RECOMMENDED CITATION:
Krishnan, V. (2021). Role of Markets in Strengthening Social Resilience Capacities in Northeast
Nigeria. Produced by Mercy Corps as part of the Resilience Evaluation, Analysis and Learning
(REAL) Associate Award.
PREPARED BY:
Mercy Corps
45 SW Ankeny St.
Portland, OR 97204
USA
REAL’s Resilience Rapid Learning Series is designed to provide the practitioner and donor
community with insights and emerging evidence on how to build resilience in protracted
crises and conflict-affected settings. The series documents promising program approaches
and contextual insights through rapid research, case studies, and technical analysis. This
series was inspired by a Conflict and Resilience Roundtable in June 2020, organized by the
REAL Award and the USAID Center for Resilience, and framed by Mercy Corps’ paper
Towards Resilience: Advancing Collective Impact in Protracted Crises. This paper calls for
humanitarian, peacebuilding, and development action to align behind a resilience agenda to
protect current and future well-being in conflict settings.
Research questions for each brief in this series align with the framework presented in the
Towards Resilience paper, calling for collective action around three practice areas to drive
resilience:
1. Rapid, real-time analysis of risk factors that drive and perpetuate fragility.
2. Support to local market and social systems to strengthen sources of resilience to the
shocks and stresses defining protracted crises.
3. Short-term violence prevention paired with efforts to transform the structural drivers
of conflict.
The roundtable discussion validated a desire for practitioner and donor communities to
work differently at the intersection of peacebuilding, humanitarian aid, and development,
and to include resilience perspectives in program design and implementation.
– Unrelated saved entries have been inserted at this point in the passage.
PR #1164, opened 2024-07-29
Smarter directory monitoring

### LINKED ISSUE #1150: ZIM file downloaded in a monitored directory by an external tool may fail to be added to the library automatically
When `kiwix-desktop` monitors a directory it attempts to add new ZIM files to the library only when they appear. If a ZIM file is being downloaded by an external tool (that at the beginning of the download creates the file using its final name, rather than using a temporary file name indicating that the download is in progress and renaming upon completion), the attempt to open the ZIM file will most likely fail, it will be considered invalid and won't be added to the library. If the download completes during the same `kiwix-desktop` session that will go unnoticed by `kiwix-desktop`. However, once `kiwix-desktop` is restarted the file will appear in the library.

veloman-yunkan:
Fixes #1150

This is the best attempt at fixing #1150.

Directory monitoring was enhanced to work as follows:

- if adding a new file from a monitored directory fails, attempts to add it are repeated on further updates to that file until the file is good enough to be added to the library. Note that this doesn't mean that the ZIM file under question if perfectly valid, since adding to the library depends on minimal data from the ZIM file and will succeed as long as there are no issues with that data. If the file is still being downloaded by an external tool, opening that ZIM file for browsing may fail (then it will be dropped from the library) or certain content from it may fail to be loaded/displayed (the latter scenario has been addressed by #1174).
- care has been taken to minimize attempts to add a new ZIM file while the chances of succeeding at it are low.

The PR starts with refactoring - all code responsible for directory monitoring is transferred to `ContentManager` and cleaned up and only after that enhancement to that functionality is made.

### DIFF
--- a/src/contentmanager.cpp
+++ b/src/contentmanager.cpp
@@ -879,10 +879,27 @@ void ContentManager::handleDisappearedZimFiles(const QStringSet& zimPaths)
     }
 }
 
+ContentManager::QStringSet ContentManager::handleNewZimFiles(const QStringSet& zimPaths)
+{
+    QStringSet successfullyAddedZims;
+    const auto kiwixLib = mp_library->getKiwixLibrary();
+    kiwix::Manager manager(kiwixLib);
+    for (auto bookPath : zimPaths) {
+        DBGOUT("directory monitoring: file appeared: " << bookPath);
+        if ( mp_library->isBeingDownloadedByUs(bookPath) ) {
+            DBGOUT("                      it is being downloaded by us, ignoring...");
+        } else if ( manager.addBookFromPath(bookPath.toStdString()) ) {
+            DBGOUT("                      and was added to the library");
+            successfullyAddedZims.insert(bookPath);
+        } else {
+            DBGOUT("                      but could not be added to the library");
+        }
+    }
+    return successfullyAddedZims;
+}
+
 void ContentManager::updateLibraryFromDir(QString monitorDir)
 {
-    typedef Library::QStringSet QStringSet;
-
     QMutexLocker locker(&m_updateFromDirMutex);
     const QDir dir(monitorDir);
     const QStringSet oldDirEntries = m_knownZimsInDir[monitorDir];
@@ -892,24 +909,9 @@ void ContentManager::updateLibraryFromDir(QString monitorDir)
     }
     const QStringSet addedZims = newDirEntries - oldDirEntries;
     const QStringSet removedZims = oldDirEntries - newDirEntries;
-    const auto kiwixLib = mp_library->getKiwixLibrary();
-    kiwix::Manager manager(kiwixLib);
-    bool needsRefresh = !removedZims.empty();
     handleDisappearedZimFiles(removedZims);
-    for (auto bookPath : addedZims) {
-        if ( mp_library->isBeingDownloadedByUs(bookPath) ) {
-            DBGOUT("directory monitoring: " << bookPath
-                    << " ignored since it is being downloaded by us.");
-        } else {
-            DBGOUT("directory monitoring: file appeared: " << bookPath);
-            const bool added = manager.addBookFromPath(bookPath.toStdString());
-            DBGOUT("                     "
-                   << (added ? "and was added" : "but could not be added")
-                   << " to the library");
-            needsRefresh |= added;
-        }
-    }
-    if (needsRefresh) {
+    const auto successfullyAddedZims = handleNewZimFiles(addedZims);
+    if (!removedZims.empty() || !successfullyAddedZims.empty()) {
         mp_library->save();
         emit(booksChanged());
         setMonitorDirZims(monitorDir, newDirEntries);
--- a/src/contentmanager.cpp
+++ b/src/contentmanager.cpp
@@ -865,9 +865,14 @@ void ContentManager::setMonitoredDirectories(QStringSet dirList)
         m_watcher.removePath(path);
     }
     m_knownZimsInDir.clear();
+    MonitoredZimFileInfo libraryZimFileInfo;
+    libraryZimFileInfo.status = MonitoredZimFileInfo::ADDED_TO_THE_LIBRARY;
     for (auto dir : dirList) {
         if (dir != "") {
-            m_knownZimsInDir[dir] = mp_library->getLibraryZimsFromDir(dir);
+            auto& zimsInDir = m_knownZimsInDir[dir];
+            for ( const auto& fname : mp_library->getLibraryZimsFromDir(dir) ) {
+                zimsInDir.insert(fname, libraryZimFileInfo);
+            }
             m_watcher.addPath(dir);
             asyncUpdateLibraryFromDir(dir);
         }
@@ -919,6 +924,7 @@ namespace
 
 // indexed by MonitoredZimFileInfo::ZimFileStatus enum
 const char* monitoredDirZimFileHandlingMsgs[] = {
+    "",
     "it is being downloaded by us, ignoring...",
     "the file was added to the library",
     "the file could not be added to the library"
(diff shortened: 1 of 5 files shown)


kelson42:
@veloman-yunkan The best at this stage is IMHO to merge straight, we need to move forward and I have trust the code is good.

veloman-yunkan:
> @veloman-yunkan The best at this stage is IMHO to merge straight, we need to move forward and I have trust the code is good.

Nope. This is too big a change to be merged without a review.

kelson42:
@ShaopengLin Can you please have a look? You are at this stage almost the only one who can do it.

veloman-yunkan:
> @ShaopengLin Can you please have a look? You are - at this stage - almost the only one who can do it.

Yes, please. And feel free to take revenge for all the pickiness on my side when reviewing your PRs :)

src/contentmanager.cpp
```diff
@@ -942,14 +943,32 @@ bool ContentManager::handleZimFileInMonitoredDirLogged(QString dir, QString file
...
-    Q_UNUSED(fileName);
-    // TODO: implement properly
-    MonitoredZimFileInfo zfi;
-    zfi.status = MonitoredZimFileInfo::PROCESS_NOW;
-    return zfi;
+    const auto bookPath = QDir::toNativeSeparators(dir + "/" + fileName);
+
+    MonitoredZimFileInfo zimFileInfo;
+
+    zimFileInfo.lastModified = QFileInfo(bookPath).lastModified();
```
mgautierfr, line 979: We may use appropriate constructor here.
I don't like to see structure which may be not fully initialized.

src/contentmanager.cpp
```diff
@@ -943,12 +945,26 @@ bool ContentManager::handleZimFileInMonitoredDirLogged(QString dir, QString file
...
+}
+
 void ContentManager::MonitoredZimFileInfo::updateStatus(const MonitoredZimFileInfo& prevInfo)
 {
     Q_ASSERT(prevInfo.status != ADDED_TO_THE_LIBRARY);
 
     if ( this->lastModified == prevInfo.lastModified ) {
         this->status = UNCHANGED_KNOWN_BAD_ZIM_FILE;
+    } else if ( prevInfo.status == PROCESS_LATER ) {
+        this->status = DEFERRED_PROCESSING_ALREADY_PENDING;
```
mgautierfr, line 965: I'm not sure to properly understand the status evolution of a zim being downloaded (behind our back)

`DEFERRED_PROCESSING_ALREADY_PENDING` is set only here and never read. So I suppose it is just a status to not set something else (which may trigger different action).

But when we go out of this status ? Is it handleZimFileInMonitoredDirDeferred which change it ?
But it changes it to PROCESS_NOW and so we add to the library "right now". Should we check again that file has been modified for a second ?

ShaopengLin: I believe `deferHandlingOfZimFileInMonitoredDir` is called first which sets the timer of 1 second, then `handleZimFileInMonitoredDirDeferred` is called to set it to PROCESS_NOW.

ShaopengLin (changes requested):
Mostly Stylistical requests. The addition process makes sense IMO.

src/contentmanager.cpp
ShaopengLin: I believe `deferHandlingOfZimFileInMonitoredDir` is called first which sets the timer of 1 second, then `handleZimFileInMonitoredDirDeferred` is called to set it to PROCESS_NOW.

src/contentmanager.cpp
```diff
@@ -864,10 +864,11 @@ void ContentManager::asyncUpdateLibraryFromDir(QString dir)
     });
 }
 
-void ContentManager::handleDisappearedZimFiles(const QStringSet& zimPaths)
+void ContentManager::handleDisappearedZimFiles(const QString& dirPath, const QStringSet& fileNames)
```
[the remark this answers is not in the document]
ShaopengLin: They actually do, but agree it isn't obvious from the diff log:

`m_knownZimFiles` is set by `setMonitorDirZims`, of which the passed-in value has changed;

`getLibraryZimsFromDir()` is changed, the name didn't appear as it just got truncated in the `src/library.cpp` change

src/contentmanager.cpp
```diff
@@ -22,6 +22,12 @@
 #include "contentmanagerheader.h"
 #include <QDesktopServices>
 
+#ifndef QT_NO_DEBUG
+#define DBGOUT(X) qDebug() << "DBG: " << X
+#else
+#define DBGOUT(X)
```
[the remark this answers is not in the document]
veloman-yunkan: This macro doesn't expand to a compound statement, hence no `do {} while(0)` is necessary here

src/contentmanager.h
```diff
@@ -123,7 +126,7 @@ public slots:
             COULD_NOT_BE_ADDED_TO_THE_LIBRARY
         };
 
-        ZimFileStatus status = ADDED_TO_THE_LIBRARY;
+        ZimFileStatus status = NO_INFO;
```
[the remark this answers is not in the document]
veloman-yunkan: `ContentManager::handleZimFileInMonitoredDir()` was (already) updated in the same commit to account for that change.

src/contentmanager.cpp
```diff
@@ -880,25 +895,17 @@ void ContentManager::updateLibraryFromDir(QString monitorDir)
...
         } else {
-            DBGOUT("ContentManager::updateLibraryFromDir(): "
-                   << "file appeared: " << bookPath);
+            DBGOUT("directory monitoring: file appeared: " << bookPath);
             const bool added = manager.addBookFromPath(bookPath.toStdString());
-            DBGOUT("                                        "
+            DBGOUT("                     "
                    << (added ? "and was added" : "but could not be added")
-                   << " to the library");
+                   << "to the library");
```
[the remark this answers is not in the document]
veloman-yunkan: Thanks for the `qDebug().nospace()` suggestion! I added two fixup commits in their respective positions in the PR history addressing this concern.

src/contentmanager.cpp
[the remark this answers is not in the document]
veloman-yunkan: @ShaopengLin's analysis is correct. I slightly rebalanced the changes between this commit and a preceding cleanup commit so that the diff is smaller and the reader's attention is not distracted by insignificant changes. I also amended the commit messages with an explanation.

src/contentmanager.cpp
veloman-yunkan: In a sense, `MonitoredZimFileInfo::lastModified` is an optional field. It is not used in the other location (in `ContentManager::setMonitoredDirectories()` where a `MonitoredZimFileInfo` object is constructed. IMHO, introducing a constructor for just this incarnation of `MonitoredZimFileInfo` is not justified (besides, an explicit assignment to `.lastModified` make the code more readable).

src/contentmanager.cpp
veloman-yunkan: > `DEFERRED_PROCESSING_ALREADY_PENDING` is set only here and never read. So I suppose it is just a status to not set something else (which may trigger different action).

Mostly yes (though `DEFERRED_PROCESSING_ALREADY_PENDING` is read implicitly by the logging code, but that is only for debugging).

> But when we go out of this status ? Is it handleZimFileInMonitoredDirDeferred which change it ? But it changes it to PROCESS_NOW and so we add to the library "right now". Should we check again that file has been modified for a second ?

This status is set only on a temporary variable and is never recorded in directory monitoring's state (`m_knownZimsInDir`). The same is true for the `PROCESS_NOW`, `BEING_DOWNLOADED_BY_US`, and `UNCHANGED_KNOWN_BAD_ZIM_FILE` statuses, however, I guess with them the situation is less confusing since they do not imply any delayed action - a decision how to proceed is made immediately (in `ContentManager::handleZimFileInMonitoredDir()`). In a sense, that is also the case with `DEFERRED_PROCESSING_ALREADY_PENDING` - as soon as it is discovered that a deferred action is already registered, we simply stop processing the current event. From that point of view `BEING_DOWNLOADED_BY_US`, `UNCHANGED_KNOWN_BAD_ZIM_FILE` and `DEFERRED_PROCESSING_ALREADY_PENDING` could be reduced to a single value `NOTHING_TO_BE_DONE` and exist merely for logging/debugging purposes.

veloman-yunkan:
Rebased on main and addressed review comments in fixup commits inserted at the right points in the PR history. Also moved some of the changes from the commit "Directory monitoring works via file names instead of paths" into "Renamed a few vars in ContentManager::updateLibraryFromDir()" and updated the description of the former change.

ShaopengLin (approved):
LGTM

To further
this agenda, participants called for documentation of promising program practices for
building resilience among conflict-affected communities through rapid (light-touch) learning
briefs.
This brief documents how a combination of livelihood support and economic collectives
like village savings and loan associations (VSLAs) can develop financial and social sources
of resilience (i.e., agency and confidence in the future) in crisis contexts.
The effects of market interventions on both economic and social sources of resilience occurred through three pathways.
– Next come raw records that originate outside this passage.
Issue #1107, opened 2024-05-12
Windows 10 - Not Settings Menu, All Files Does Nothing  (windows_x64_2.0-alpha6-1)


Intrepid-MR:
RE: kiwix-desktop_windows_x64_2.0-alpha6-1
Windows 10 22H2

After running Kiwix, the following issues occur:
1. "Settings" is missing from the menu.
2.  Clicking on "All Files" does nothing.

kelson42:
This is a super old verwion of the software. Plase try with latest release https://kiwix.org/en/applications/

Intrepid-MR:
The ONLY Windows version available at https://kiwix.org/en/applications/
is in fact:  2.0-alpha6-1
There is NO more recent Windows version.

kelson42:
Sorry we have created a regression here

rgaudin:
@Intrepid-MR thank you for reporting ; we only provide a single link to the latest version. You made no mistake but we introduced a bug in the redirection (the link is always the same but its redirection target changes with new releases).

PR #1169, opened 2024-08-04
Migrate getDataDirectory from libkiwix to kiwix-desktop

sgourdas:
This migrates the `getDataDirectory()` function from libkiwix, after some cleanups.
 - Also removes `KIWIX_DATA_DIR`

Fixes kiwix/libkiwix#1087 
Fixes kiwix/libkiwix#1085

Blocked by https://github.com/kiwix/libkiwix/pull/1107

### DIFF
--- a/src/downloadmanagement.cpp
+++ b/src/downloadmanagement.cpp
@@ -105,7 +105,7 @@ namespace
 kiwix::Downloader* createDownloader()
 {
     try {
-        return new kiwix::Downloader();
+        return new kiwix::Downloader(getDataDirectory().toStdString());
     } catch (std::exception& e) {
         QMessageBox::critical(nullptr, gt("error-downloader-window-title"),
         gt("error-downloader-launch-message") + "<br><br>" + e.what());
@@ -283,19 +283,17 @@ void DownloadManager::checkThatBookCanBeDownloaded(const kiwix::Book& book, cons
 
 std::string DownloadManager::startDownload(const kiwix::Book& book, const QString& downloadDirPath)
 {
-    typedef std::vector<std::pair<std::string, std::string>> DownloadOptions;
-
     const std::string& url = book.getUrl();
     const QString bookId = QString::fromStdString(book.getId());
-    const DownloadOptions downloadOptions{{"dir", downloadDirPath.toStdString()}};
 
     std::string downloadId;
     try {
-        const auto d = mp_downloader->startDownload(url, downloadOptions);
+        const auto d = mp_downloader->startDownload(url, downloadDirPath.toStdString());
         downloadId = d->getDid();
     } catch (std::exception& e) {
         throwDownloadUnavailableError();
     }
+    
     return downloadId;
 }
 
--- a/src/settingsmanager.cpp
+++ b/src/settingsmanager.cpp
@@ -7,6 +7,16 @@
 #include <QLocale>
 #include <QList>
 
+QString getDataDirectory()
+{
+    QString dataDir = QStandardPaths::writableLocation(QStandardPaths::AppDataLocation);
+    
+    if (!dataDir.isEmpty() && QDir().mkpath(dataDir))
+        return dataDir;
+    
+    return QString::fromStdString(kiwix::getCurrentDirectory());
+}
+
 SettingsManager::SettingsManager(QObject *parent)
     : QObject(parent),
     m_settings("Kiwix", "Kiwix-desktop"),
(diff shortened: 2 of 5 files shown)


src/downloadmanagement.h
```diff
@@ -207,3 +207,5 @@ class DownloadManager : public QObject
 };
 
 #endif // DOWNLOADMANAGEMENT_H
+
+std::string getDataDirectory();
```
veloman-yunkan, line 211: I don't think that this function should be declared in this header file, but if there is no better place then it should at least be moved to before the `#endif`

src/kiwixapp.h
```diff
@@ -10,6 +10,7 @@
 #include "kprofile.h"
 #include "settingsmanager.h"
 #include "translation.h"
+#include "downloadmanagement.h"
```
veloman-yunkan, line 13: Better include in the .cpp file

src/downloadmanagement.h
veloman-yunkan: I think that `settingsmanager.h/cpp` is a more appropriate home for this function's declaration and definition.

veloman-yunkan (changes requested):

src/kiwixapp.h
sgourdas: Just for future reference, how should I decide where to include each header file?

veloman-yunkan: Try to minimize dependencies (and don't introduce false dependencies). "kiwixapp.h" doesn't depend on "downloadmanagement.h" (the former doesn't use anything declared in the latter). By including "downloadmanagement.h" in "kiwixapp.h" you grow the list of formal dependencies of "downloadmanagement.h". Then if anything changes in "downloadmanagement.h" more code will be recompiled. If you include "downloadmanagement.h" only in the .cpp files that use stuff from that header, then recompilation in case of touching it will be faster.

kelson42:
@sgourdas @veloman-yunkan What is the status here, it seems it needs a new review?

sgourdas:
@kelson42 yes, ready for a new review

src/settingsmanager.cpp
```diff
@@ -7,6 +7,50 @@
...
+    dataDir = cDataDir;
+  } else {
+    cDataDir = ::getenv("HOME");
+    if (cDataDir != nullptr) {
+      dataDir = cDataDir;
+      dataDir = kiwix::appendToDirectory(dataDir, ".local");
+      dataDir = kiwix::appendToDirectory(dataDir, "share");
+    }
+  }
+#endif
```
mgautierfr, line 45: I wonder if we could remove this and replace it with Qt function (writableLocation)[`https://doc.qt.io/qt-6/qstandardpaths.html#writableLocation`] (or (standardLocation)[https://doc.qt.io/qt-6/qstandardpaths.html#standardLocations], depending if we want to read data (configuration, zim files) or write it)

`QStandardPaths::AppDataLocation` seems to return what the commented lines are doing (at least on Windows and Linux)

veloman-yunkan:
> @sgourdas @veloman-yunkan What is the status here, it seems it needs a new review?

@kelson42 I will review it as soon as kiwix/libkiwix#1107 is merged

src/downloadmanagement.cpp
```diff
@@ -102,10 +102,10 @@ void DownloadState::changeState(Action action)
 namespace
 {
 
-kiwix::Downloader* createDownloader()
+kiwix::Downloader* createDownloader(std::string dataDir)
```
veloman-yunkan, line 105: Undo this change. Call `getDataDirectory()` inside this function

mgautierfr:
> I will review it as soon as https://github.com/kiwix/libkiwix/pull/1107 is merged

I have revert the merge of #1107 as it breaks the nightly CI until this PR is merged.
Please review this PR as if #1107 is merged and I will revert the revert PR (https://github.com/kiwix/libkiwix/pull/1110)

src/settingsmanager.cpp
sgourdas: Good idea. I looked into it and the only issue I see is the intermediate differences between Qt and us currently For example, I have the resolutions below: 

## Windows
Current:

1. `C:\Users\<USER>\AppData\Roaming\kiwix`
2. `C:\Users\<USER>\kiwix`
3. `<APPDIR>`

AppDataLocation:

1. `C:/Users/<USER>/AppData/Roaming/kiwix`
2. `C:/ProgramData/kiwix`
4. `<APPDIR>`
5. `<APPDIR>/data`
6. `<APPDIR>/data/kiwix`

## Rest
Current:

1. `~/.local/share/kiwix`
2. `<APPDIR>`

AppDataLocation:

1. `~/.local/share/<APPNAME>`
3. `/usr/local/share/<APPNAME>`
4. `/usr/share/<APPNAME>`

How should we go about this?

kelson42:
@veloman-yunkan We need a review now, before merging the libkiwix part, otherwise in the meantime the whole kiwix desktop CI will be broken.

sgourdas:
On this I am waiting for a reply to [my comment](https://github.com/kiwix/kiwix-desktop/pull/1169/files#r1714974074) on if it is a good way to proceed.

sgourdas:
I have made a suggestion commit to showcase the new implementation. Using `writableLocation` we get only the first valid path from the possible list of `AppDataLocation` and create it if not already there. This should work as intended.

kelson42:
@veloman-yunkan We need a new review pass I guess.

veloman-yunkan (commented):
There are too many commits in the PR history

veloman-yunkan (approved):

1. Livelihood support and VSLAs in conflict settings contributed to women’s self-esteem, confidence, and agency,
and shifted men’s perceptions about women’s roles.
How? Income from livelihoods increased women’s economic contributions to the household; the financial freedom
from VSLAs enabled women to become self-reliant in meeting their household and livelihood needs. Men
recognized women’s potential and engaged them in important household and financial decisions.
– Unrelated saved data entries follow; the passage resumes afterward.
PR #1170, opened 2024-08-05
Disable sandbox when run from Windows network share

### LINKED ISSUE #885: Failing Kiwix if started from Windows Network Drive (was: Kiwix does not start on Windows: "QT5Core.dll was not found")
I noticed that Kiwix (version: kiwix-desktop_windows_x64_2.3.0) can't start properly from mapped network shares.
I got "The code execution cannot proceed because QT5Core.dll was not found. Reinstalling the program may fix this problem."
On regular drive everything works fine.

sgourdas:
This aims to close #885 by adding the `--no-sandbox` command line argument.

This allows the user to manage the risk and turn off the sandbox for example when running from a network mounted drive on Windows.

Also, so as to apply the no sandbox flag before the KiwixApp has been instantiated, the argument check is being done with the usual way of checking `argv` instead of using `QCommandLineParser` which runs on `KiwixApp::a`.

### DIFF
--- a/src/main.cpp
+++ b/src/main.cpp
@@ -5,6 +5,10 @@
 #include <QCommandLineParser>
 #include <iostream>
 #include <sstream>
+#ifdef Q_OS_WIN
+    #include <kiwix/tools.h>
+    #include <windows.h>
+#endif
 #if QT_VERSION >= QT_VERSION_CHECK(5, 12, 0)
   #include <QWebEngineUrlScheme>
 #endif
@@ -18,6 +22,15 @@ int main(int argc, char *argv[])
     }
 // End of hack ^^^
 
+#ifdef Q_OS_WIN
+    std::string driveLetter = kiwix::getExecutablePath().substr(0, 3);
+    qInfo() << driverLetter;
+    UINT driveType = GetDriveTypeA(driveLetter.c_str());
+    if(driveType == DRIVE_REMOTE) {
+        qputenv("QTWEBENGINE_CHROMIUM_FLAGS", QByteArray("--no-sandbox"));
+        qInfo() << "Disabled sandbox";
+    }
+#endif
 #if QT_VERSION < QT_VERSION_CHECK(6, 0, 0)
     // High DPI Scaling is enabled by default in Qt6. This attribute no longer exists in 6.0 and later
     QCoreApplication::setAttribute(Qt::AA_EnableHighDpiScaling);


sgourdas:
How should I test this since it is Windows specific? nightly?

kelson42:
I guess we have no way to test this properly before mergin unfortunately.

kelson42 (changes requested):
Please update the `usage()` so if we type `kiwix-desktop --help` we get a proper explanation. Regarding the parsing of the command line, we don't have already a lib, a place (already there) doing that properly?

sgourdas:
> Please update the usage() so if we type kiwix-desktop --help we get a proper explanation.

I am not sure I understand. What else should be populated?
image

> Regarding the parsing of the command line, we don't have already a lib, a place (already there) doing that properly? We should be able to handle this in a better manner.

We do indeed, I assume you are talking about QCommandLinerParser. The issue is that it needs the app to be instantiated before it can check the parameters. In our case we need to check and apply the no sandbox variable before app init so this creates an issue. The only workaround I have found is creating a dummy `QCoreApplication` which I do not really like as a solution.

veloman-yunkan (commented):
Do we really need the `--no-sandbox` option?

Under Windows, GUI applications are rarely started from the command line. Of course we can provide a wrapper bat file `kiwix-desktop-no-sandbox.bat` for starting `kiwix-desktop` in that mode, but then we can simply set the `QTWEBENGINE_CHROMIUM_FLAGS` env var in that script directly.

kelson42:
I can only agree, we could/should better provide a `.bat` launcher. But by doing so, having a C++ piece of code.

In general, I don't like to provide necessary features to users via ENV because this is not clear/transparent and an error happens very easily without a chance to really detect it easily. But I get that here there is really a risk of overengineering if we provide a `.bat` launcher.

All in one, I believe I would still prefer to have this properly in C++, but whatever approach chosen at the end, this is not a blocker to me.

kelson42:
> > Please update the usage() so if we type kiwix-desktop --help we get a proper explanation.
> 
> I am not sure I understand. What else should be populated? image

Juste me been blind, sorry. Please add something like "Necessary to run Kiwix from Windows network drive." So this is clear why we have this option.

> > Regarding the parsing of the command line, we don't have already a lib, a place (already there) doing that properly? We should be able to handle this in a better manner.
> 
> We do indeed, I assume you are talking about QCommandLinerParser. The issue is that it needs the app to be instantiated before it can check the parameters. In our case we need to check and apply the no sandbox variable before app init so this creates an issue. The only workaround I have found is creating a dummy `QCoreApplication` which I do not really like as a solution.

2. Interventions increased participants’ confidence in their capacity to deal with future shocks.
How? Increased skills and practical knowledge from livelihood technical training increased participants’ confidence
to be able to restart a livelihood even in the event of displacement; knowledge and practice of a reliable savings and
loans mechanism (VSLAs) increased participants’ confidence in their ability to access financial resources to deal with
future shocks.
3. Market-based livelihood interventions and VSLAs helped to strengthen and diversify social connections,
catalyze economic activity, and promote psychosocial well-being.
How? Increased income and assets from livelihoods became important sharing resources to maintain and
strengthen reciprocal support networks. VSLA participation fostered new and beneficial economic collaboration;
group meetings promoted an exchange of economic and emotional guidance.
Being aware of these pathways helps practitioners understand why and how people are using these economic and social
sources of resilience, which is important for effective program design. These insights, coupled with observations of
program implementation challenges, led to the following programmatic recommendations:
• Invest in interventions that encourage participation in markets and further economic activity.
• Design programs that support resilience through investments in financial inclusion.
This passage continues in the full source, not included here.